Agreed - I doubt that's a software issue.


----------



## Stosta (4/5/16)

BumbleBee said:


> This looks like a physical hardware problem, seeing as you can't return it maybe try some light percussive maintenance (gently tap and bump it around a bit)


Percussive maintenance?! Is that an actual term? If not, then it really should be!

Reactions: Like 2


----------



## Casper (4/5/16)

Most definitely a hardware problem. You can flash an older version of the firmware and see if itll go away by I highly doubt it.


----------



## Ugi (4/5/16)

hi . its issue with your display. dead pixel at that position. causes a no display line. unfortunately the screen has to be replaced.

Reactions: Agree 2


----------



## BhavZ (4/5/16)

Ugi said:


> hi . its issue with your display. dead pixel at that position. causes a no display line. unfortunately the screen has to be replaced.
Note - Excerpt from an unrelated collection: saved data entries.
PR #997, opened 2026-07-22
Deprecate fallback plugin options

### LINKED ISSUE #991: Deprecate the `fallback` option — Native Image fallback feature removed in GraalVM 25.1
## Summary

The `fallback` build option in both plugins maps to Native Image's `--no-fallback` flag. As of **GraalVM 25.1**, the fallback feature has been **removed**: `--no-fallback` is deprecated and no longer has any effect ([25.1 release notes](https://www.graalvm.org/release-notes/25.1/), "Deprecated Functionality"). We should deprecate the plugin option accordingly.

## Current behavior

Both plugins default `fallback = false`, which means `--no-fallback` is emitted on **every** build by default:

- **Gradle:** `getFallback().convention(false)` (`BaseNativeImageOptions.java:266`), translated via `.map(NEGATE)` → `--no-fallback` (`NativeImageCommandLineProvider.java:191`)
- **Maven:** `@Parameter(property = "fallback", defaultValue = "false")` (`AbstractNativeImageMojo.java:142`) → `if (!fallback) cliArgs.add("--no-fallback")` (`AbstractNativeImageMojo.java:229`)

On GraalVM 25.1+ this passes a no-op flag (and may produce a deprecation warning on every build).

## Proposed change

1. Add `@Deprecated` + javadoc to the Gradle `getFallback()` DSL option and the Maven `<fallback>` parameter, explaining that the Native Image fallback feature was removed in GraalVM 25.1 and the flag is now a no-op. Keep it functional for a release cycle for users on older GraalVM/JDK versions.
2. (Optional) Suppress emission of `--no-fallback` on 25.1+ to avoid the per-build deprecation warning. Note: the removal landed specifically in 25.1, but both 25.0 and 25.1 are JDK-25-based, so the existing `majorJDKVersion` check used for the color flags cannot distinguish them — gating this cleanly requires the actual GraalVM version, not the JDK major.

## Notes

- `--no-fallback` remains meaningful (and important, given the default-on behavior) for GraalVM versions **before** 25.1, so the option should be deprecated rather than removed outright.

jormundur00:
## What changed

The Gradle `fallback` DSL option and Maven `<fallback>` parameter are now marked deprecated. Both remain available for compatibility.

The plugins now distinguish the GraalVM release from the JDK version reported by `native-image --version`:

- Before GraalVM 25.1, disabling fallback continues to generate `--no-fallback`.
- On positively identified GraalVM 25.1+ releases, the plugins omit the generated `--no-fallback` flag.
- Runtime-environment lines are parsed independently of vendor labels, covering Oracle GraalVM, Mandrel, and BellSoft Liberica NIK formats.
- If the GraalVM release cannot be identified, the plugins conservatively retain the flag.
- Explicit user-supplied `--no-fallback` build arguments remain unchanged.

## Why

Native Image removed the fallback feature in GraalVM 25.1, so `--no-fallback` is deprecated and has no effect there. Suppressing the plugin-generated flag avoids a deprecation warning on every build while preserving behavior for older GraalVM releases.

Both GraalVM 25.0 and 25.1 use JDK 25, so the existing JDK-major check cannot distinguish them. The implementation reads the first dotted release from a runtime-environment line in the existing `native-image --version` output, regardless of the distribution's vendor label, and does not add another version-check process.

## Example

Existing configurations continue to work while showing the deprecation in API documentation:

```groovy
nativeImage {
    fallback = false // deprecated on GraalVM 25.1+
}
```

```xml
<configuration>
  <fallback>false</fallback> <!-- deprecated on GraalVM 25.1+ -->
</configuration>
```

## Implementation summary

- Added deprecation annotations and GraalVM 25.1 guidance to the Gradle and Maven option surfaces.
- Added shared, vendor-neutral GraalVM release detection independent of the JDK version.
- Suppressed plugin-generated `--no-fallback` on confirmed GraalVM 25.1+ releases in both plugins.
- Preserved compatibility behavior for older and unrecognized releases and preserved explicit build arguments.
- Updated the common, Gradle, and Maven functional specs.
- Added exact Oracle GraalVM, Mandrel, and BellSoft Liberica NIK parser fixtures, including same-format 25.1 cases.
- Added Gradle/Maven command-line regression tests.

## Validation

- `grund check`
- `grund fmt . --marker --cross-refs --check`
- `./gradlew :utils:check`
- Focused Gradle and Maven argument regression tests
- Maven invocation functional test against real Oracle GraalVM 25.0.3, Mandrel 25.0.3.0-Final, and BellSoft Liberica NIK 25.0.3-2 installations
- Verified real current outputs are identified as pre-25.1 and same-format 25.1 transformations are identified as 25.1+ for all three distributions
- `./gradlew :native-gradle-plugin:inspections :native-maven-plugin:inspections :utils:check`
- `git diff --check`
- A complete Maven unit run was attempted for the original deprecation change; it has one unrelated reproducible `NativeExtensionTest` failure because this environment lacks a Spock class-mocking backend. The changed Maven tests and module inspections passed.

Fixes #991

### DIFF
--- a/common/docs/functional-spec.md
+++ b/common/docs/functional-spec.md
@@ -27,9 +27,10 @@ required by [§REQ-no-buildtool-apis](requirements.md#req-no-buildtool-apis-comm
 Common utilities keep Gradle and Maven command-line handling consistent. They must preserve
 whitespace, quotes, backslashes, and platform paths when escaping arguments; write Native Image
 argument files and return the corresponding `@...` argument ([§root/GLOSS-argument-file](../../docs/spec/glossary.md#gloss-argument-file-native-image-argument-file)); distinguish the GraalVM release from the JDK version in Native Image version output well enough to
-choose version-specific behavior, retaining compatibility behavior when the GraalVM release cannot
-be identified; and centralize Native Image configuration file names and metadata directory names
-used by plugins and tests.
+choose version-specific behavior, using the first dotted release on a runtime-environment line
+regardless of its vendor label and retaining compatibility behavior when that release cannot be
+identified; and centralize Native Image configuration file names and metadata directory names used
+by plugins and tests.
 
 ## 2. Resource configuration
 
--- a/common/docs/functional-spec.md
+++ b/common/docs/functional-spec.md
@@ -26,9 +26,10 @@ required by [§REQ-no-buildtool-apis](requirements.md#req-no-buildtool-apis-comm
 
 Common utilities keep Gradle and Maven command-line handling consistent. They must preserve
 whitespace, quotes, backslashes, and platform paths when escaping arguments; write Native Image
-argument files and return the corresponding `@...` argument ([§root/GLOSS-argument-file](../../docs/spec/glossary.md#gloss-argument-file-native-image-argument-file)); parse Native
-Image and JDK versions well enough to choose version-specific behavior; and centralize Native
-Image configuration file names and metadata directory names used by plugins and tests.
+argument files and return the corresponding `@...` argument ([§root/GLOSS-argument-file](../../docs/spec/glossary.md#gloss-argument-file-native-image-argument-file)); distinguish the GraalVM release from the JDK version in Native Image version output well enough to
+choose version-specific behavior, retaining compatibility behavior when the GraalVM release cannot
+be identified; and centralize Native Image configuration file names and metadata directory names
+used by plugins and tests.
 
 ## 2. Resource configuration
 
--- a/common/utils/src/main/java/org/graalvm/buildtools/utils/NativeImageUtils.java
+++ b/common/utils/src/main/java/org/graalvm/buildtools/utils/NativeImageUtils.java
@@ -65,8 +65,8 @@ public class NativeImageUtils {
     private static final Pattern javaVersionPattern = Pattern.compile("^native-image ([0-9]+).*", Pattern.DOTALL);
     private static final Pattern javaVersionLegacyPattern = Pattern.compile(".* \\(Java Version ([0-9]+)\\.([0-9]+)\\.([0-9]+).*");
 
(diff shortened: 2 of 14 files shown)


vjovanov (approved):

vjovanov:
I would test this with Mandrel and Bellsoft distributions.

jvukicev:
@vjovanov Thanks for the suggestion. Adding Mandrel and Liberica NIK as permanent CI dimensions would significantly increase the number and cost of CI jobs, so I tested them locally instead.

I tested the parser and Maven command invocation against actual installations of:

- Oracle GraalVM 25.0.3
- Mandrel 25.0.3.0-Final
- BellSoft Liberica NIK 25.0.3-2

Mandrel uses `OpenJDK Runtime Environment ...`, whereas Oracle GraalVM and Liberica NIK use `GraalVM Runtime Environment ...`. I loosened the parser to recognize the first dotted release on any `Runtime Environment` line, independently of the vendor label, and added the exact outputs as regression-test fixtures.

I also tested same-format 25.1 variants for all three distributions. Assuming they retain their current output structure, they are recognized as 25.1+ and the plugin-generated `--no-fallback` is omitted.

An unknown distribution using a different version-output structure remains conservative: it will retain `--no-fallback`, even on 25.1. The build should still work because the option remains accepted as deprecated and without effect, but it may print the deprecation warning.

We could avoid the version-specific omission entirely if this approach is considered too heuristic, but then builds using the default disabled-fallback configuration would print the `--no-fallback` deprecation warning on every GraalVM 25.1 build. I think the current conservative approach gives us the better tradeoff.

vjovanov:
No need to add to the CI, just test. Excellent!

wirthi (approved):

fniephaus:
Pinging @zakkak for Mandrel/Quarkus and @AlexanderScherbatiy for NIK/Bellsoft.

fniephaus (approved):
LGTM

wouldn't dead pixel result in a black line and not a white line?

I would think that there is a short on the ribbon


----------



## Ugi (4/5/16)

could be. depends on position of pixel some interface use a line threw when in protection mode, blah blah blah. lets not get too involved in it @BhavZ lol either way its not software issue.... screen is f.....


----------



## Igshaan Peters (4/5/16)

Thanks to all the vape yoda's. Appreciative I am!
Now to get a replacement. Might as well upgrade to RX200. 2nd hand though. The wife might just inherit the VTC after she kills me for getting another mod. 
Thanks again!

Reactions: Agree 1


----------